## Exercise description
Each entry must appear in the answer exactly as it does here.
Given records START
PR #2561, opened 2026-03-05
chore(skore)!: Rename the `name` parameter of `create_estimator_report()` to `report_key`

GaetandeCast:
Renames the `name` parameter of `ComparisonReport.create_estimator_report()` to ~`key` to be consistent with the rest of the codebase~ `report_key` to be more explicit than `name`, and adds examples in the docstring.

cc @MarieSacksick

### DIFF
--- a/examples/getting_started/plot_getting_started.py
+++ b/examples/getting_started/plot_getting_started.py
@@ -270,7 +270,7 @@ comparison.metrics.precision_recall().plot()
 # %%
 
 final_report = comparison.create_estimator_report(
-    key="Simple Linear Model", X_test=X_holdout, y_test=y_holdout
+    report_key="Simple Linear Model", X_test=X_holdout, y_test=y_holdout
 )
 
 # %%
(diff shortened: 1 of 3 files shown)


examples/getting_started/plot_getting_started.py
Given records END
## Task solution
PR #2561, opened 2026-03-05
chore(skore)!: Rename the `name` parameter of `create_estimator_report()` to `report_key`

GaetandeCast:
Renames the `name` parameter of `ComparisonReport.create_estimator_report()` to ~`key` to be consistent with the rest of the codebase~ `report_key` to be more explicit than `name`, and adds examples in the docstring.

cc @MarieSacksick

### DIFF
--- a/examples/getting_started/plot_getting_started.py
+++ b/examples/getting_started/plot_getting_started.py
@@ -270,7 +270,7 @@ comparison.metrics.precision_recall().plot()
 # %%
 
 final_report = comparison.create_estimator_report(
-    key="Simple Linear Model", X_test=X_holdout, y_test=y_holdout
+    report_key="Simple Linear Model", X_test=X_holdout, y_test=y_holdout
 )
 
 # %%
(diff shortened: 1 of 3 files shown)


examples/getting_started/plot_getting_started.py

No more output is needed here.